» What needs to be done:
Print the lines that run from the line with "Another option is" to the line with "Here is an example of", keeping both end lines, exactly as they appear in the entries below, and nothing else.

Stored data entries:
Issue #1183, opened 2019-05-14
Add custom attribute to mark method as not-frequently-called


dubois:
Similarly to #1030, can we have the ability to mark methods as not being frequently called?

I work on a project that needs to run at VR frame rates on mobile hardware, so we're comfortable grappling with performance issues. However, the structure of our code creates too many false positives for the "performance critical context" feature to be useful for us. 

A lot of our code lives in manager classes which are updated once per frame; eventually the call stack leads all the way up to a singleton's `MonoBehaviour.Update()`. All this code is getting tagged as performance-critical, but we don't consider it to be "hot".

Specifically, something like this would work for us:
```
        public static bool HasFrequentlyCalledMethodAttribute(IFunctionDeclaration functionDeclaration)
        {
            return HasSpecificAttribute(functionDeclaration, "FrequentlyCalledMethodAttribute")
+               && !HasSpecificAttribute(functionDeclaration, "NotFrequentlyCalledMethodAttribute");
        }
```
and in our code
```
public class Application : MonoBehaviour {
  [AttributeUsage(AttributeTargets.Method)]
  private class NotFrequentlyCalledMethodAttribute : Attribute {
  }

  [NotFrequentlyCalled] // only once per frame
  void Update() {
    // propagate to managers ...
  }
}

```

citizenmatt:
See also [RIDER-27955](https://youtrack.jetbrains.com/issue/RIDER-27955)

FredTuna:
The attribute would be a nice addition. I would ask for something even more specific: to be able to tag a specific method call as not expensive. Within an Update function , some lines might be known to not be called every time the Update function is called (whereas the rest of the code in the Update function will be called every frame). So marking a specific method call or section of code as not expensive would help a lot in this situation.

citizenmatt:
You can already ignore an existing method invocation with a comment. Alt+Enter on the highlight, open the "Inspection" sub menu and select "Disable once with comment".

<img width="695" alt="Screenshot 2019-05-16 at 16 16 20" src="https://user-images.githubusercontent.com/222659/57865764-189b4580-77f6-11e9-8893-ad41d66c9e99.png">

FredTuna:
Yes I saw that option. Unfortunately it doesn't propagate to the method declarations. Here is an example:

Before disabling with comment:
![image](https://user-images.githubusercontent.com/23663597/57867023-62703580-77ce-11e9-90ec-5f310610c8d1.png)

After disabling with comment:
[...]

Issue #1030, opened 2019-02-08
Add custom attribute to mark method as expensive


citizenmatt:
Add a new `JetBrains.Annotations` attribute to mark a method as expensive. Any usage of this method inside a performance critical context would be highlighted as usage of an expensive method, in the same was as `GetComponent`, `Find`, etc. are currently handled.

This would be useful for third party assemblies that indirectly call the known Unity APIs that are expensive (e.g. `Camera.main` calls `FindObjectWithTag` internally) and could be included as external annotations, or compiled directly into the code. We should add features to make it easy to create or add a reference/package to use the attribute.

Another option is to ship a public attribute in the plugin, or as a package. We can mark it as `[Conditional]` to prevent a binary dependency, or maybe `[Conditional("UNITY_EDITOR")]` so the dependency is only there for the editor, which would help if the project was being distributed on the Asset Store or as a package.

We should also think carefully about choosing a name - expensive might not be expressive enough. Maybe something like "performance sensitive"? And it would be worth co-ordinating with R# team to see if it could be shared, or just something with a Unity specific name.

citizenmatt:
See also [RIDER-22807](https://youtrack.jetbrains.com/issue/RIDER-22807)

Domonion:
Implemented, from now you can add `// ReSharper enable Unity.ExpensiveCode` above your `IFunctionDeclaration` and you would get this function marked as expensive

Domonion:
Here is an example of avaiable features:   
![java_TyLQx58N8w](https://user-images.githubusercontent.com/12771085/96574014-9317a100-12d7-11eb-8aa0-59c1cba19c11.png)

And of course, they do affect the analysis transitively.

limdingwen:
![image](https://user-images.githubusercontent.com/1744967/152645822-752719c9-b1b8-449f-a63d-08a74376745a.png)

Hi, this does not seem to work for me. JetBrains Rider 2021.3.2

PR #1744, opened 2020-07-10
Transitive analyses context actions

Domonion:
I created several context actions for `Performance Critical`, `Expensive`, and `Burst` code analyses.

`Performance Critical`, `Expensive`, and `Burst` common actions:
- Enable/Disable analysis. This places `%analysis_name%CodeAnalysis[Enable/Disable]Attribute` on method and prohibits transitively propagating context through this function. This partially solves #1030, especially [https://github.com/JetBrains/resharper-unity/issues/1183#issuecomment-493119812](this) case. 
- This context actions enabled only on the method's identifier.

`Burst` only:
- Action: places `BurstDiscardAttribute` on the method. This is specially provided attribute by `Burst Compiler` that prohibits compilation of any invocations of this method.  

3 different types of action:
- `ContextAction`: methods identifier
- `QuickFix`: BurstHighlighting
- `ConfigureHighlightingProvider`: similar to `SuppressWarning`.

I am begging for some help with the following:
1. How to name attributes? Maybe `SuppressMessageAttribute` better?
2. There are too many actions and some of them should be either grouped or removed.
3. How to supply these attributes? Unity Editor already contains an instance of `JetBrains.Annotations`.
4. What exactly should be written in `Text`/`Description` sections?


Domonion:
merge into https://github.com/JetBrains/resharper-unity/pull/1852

...

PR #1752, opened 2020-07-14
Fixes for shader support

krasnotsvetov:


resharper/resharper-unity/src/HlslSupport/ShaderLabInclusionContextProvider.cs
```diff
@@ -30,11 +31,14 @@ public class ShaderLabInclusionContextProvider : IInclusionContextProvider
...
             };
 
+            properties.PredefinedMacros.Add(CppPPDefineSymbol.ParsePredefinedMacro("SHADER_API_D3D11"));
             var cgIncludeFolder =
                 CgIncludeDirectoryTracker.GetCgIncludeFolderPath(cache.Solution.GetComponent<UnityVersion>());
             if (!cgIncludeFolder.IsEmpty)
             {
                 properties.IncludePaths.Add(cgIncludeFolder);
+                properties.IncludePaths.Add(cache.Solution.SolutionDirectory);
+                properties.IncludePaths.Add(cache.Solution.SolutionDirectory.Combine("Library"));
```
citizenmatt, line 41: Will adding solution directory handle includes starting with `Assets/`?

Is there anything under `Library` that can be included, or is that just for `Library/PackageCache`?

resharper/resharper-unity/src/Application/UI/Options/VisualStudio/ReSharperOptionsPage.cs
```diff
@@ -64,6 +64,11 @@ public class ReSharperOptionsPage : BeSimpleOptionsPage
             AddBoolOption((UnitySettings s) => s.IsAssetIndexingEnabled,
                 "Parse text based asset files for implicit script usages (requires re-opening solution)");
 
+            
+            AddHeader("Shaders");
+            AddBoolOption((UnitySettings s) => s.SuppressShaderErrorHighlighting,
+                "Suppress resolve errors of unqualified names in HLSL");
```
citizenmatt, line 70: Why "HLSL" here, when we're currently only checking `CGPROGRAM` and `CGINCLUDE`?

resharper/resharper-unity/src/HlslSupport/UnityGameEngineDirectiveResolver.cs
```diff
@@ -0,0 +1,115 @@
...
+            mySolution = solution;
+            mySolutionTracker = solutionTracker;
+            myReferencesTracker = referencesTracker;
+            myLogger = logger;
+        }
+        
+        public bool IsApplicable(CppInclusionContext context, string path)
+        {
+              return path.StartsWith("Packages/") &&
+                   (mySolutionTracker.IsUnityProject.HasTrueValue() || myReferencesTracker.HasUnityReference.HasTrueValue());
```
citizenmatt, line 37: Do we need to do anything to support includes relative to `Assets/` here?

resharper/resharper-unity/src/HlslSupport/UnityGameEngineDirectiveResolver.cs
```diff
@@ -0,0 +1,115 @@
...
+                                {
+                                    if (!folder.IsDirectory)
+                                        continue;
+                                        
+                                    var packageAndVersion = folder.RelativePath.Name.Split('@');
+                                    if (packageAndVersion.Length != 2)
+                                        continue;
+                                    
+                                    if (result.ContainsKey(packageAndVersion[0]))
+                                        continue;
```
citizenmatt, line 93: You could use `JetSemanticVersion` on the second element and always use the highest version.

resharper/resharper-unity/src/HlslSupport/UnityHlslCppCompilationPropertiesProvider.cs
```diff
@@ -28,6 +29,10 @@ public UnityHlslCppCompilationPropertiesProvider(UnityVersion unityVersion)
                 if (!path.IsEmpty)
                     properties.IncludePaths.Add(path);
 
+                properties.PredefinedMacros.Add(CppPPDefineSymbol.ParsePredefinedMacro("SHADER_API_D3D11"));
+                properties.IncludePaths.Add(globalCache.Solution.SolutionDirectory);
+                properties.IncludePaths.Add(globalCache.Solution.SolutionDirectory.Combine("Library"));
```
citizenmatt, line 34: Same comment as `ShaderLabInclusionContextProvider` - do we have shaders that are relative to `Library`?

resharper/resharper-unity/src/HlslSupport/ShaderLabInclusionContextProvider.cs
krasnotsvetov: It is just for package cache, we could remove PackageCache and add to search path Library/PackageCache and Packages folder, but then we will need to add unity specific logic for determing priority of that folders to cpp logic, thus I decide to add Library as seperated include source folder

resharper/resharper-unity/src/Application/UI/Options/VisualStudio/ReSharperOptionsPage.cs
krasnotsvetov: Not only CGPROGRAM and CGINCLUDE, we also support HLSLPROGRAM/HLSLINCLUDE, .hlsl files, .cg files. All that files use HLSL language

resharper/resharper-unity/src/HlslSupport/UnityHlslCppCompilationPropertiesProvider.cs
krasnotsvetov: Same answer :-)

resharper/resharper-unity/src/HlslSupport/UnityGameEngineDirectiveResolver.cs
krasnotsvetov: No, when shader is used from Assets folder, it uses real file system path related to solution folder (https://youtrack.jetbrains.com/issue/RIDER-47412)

» Output:
Another option is to ship a public attribute in the plugin, or as a package. We can mark it as `[Conditional]` to prevent a binary dependency, or maybe `[Conditional("UNITY_EDITOR")]` so the dependency is only there for the editor, which would help if the project was being distributed on the Asset Store or as a package.

We should also think carefully about choosing a name - expensive might not be expressive enough. Maybe something like "performance sensitive"? And it would be worth co-ordinating with R# team to see if it could be shared, or just something with a Unity specific name.

citizenmatt:
See also [RIDER-22807](https://youtrack.jetbrains.com/issue/RIDER-22807)

Domonion:
Implemented, from now you can add `// ReSharper enable Unity.ExpensiveCode` above your `IFunctionDeclaration` and you would get this function marked as expensive

Domonion:
Here is an example of avaiable features:   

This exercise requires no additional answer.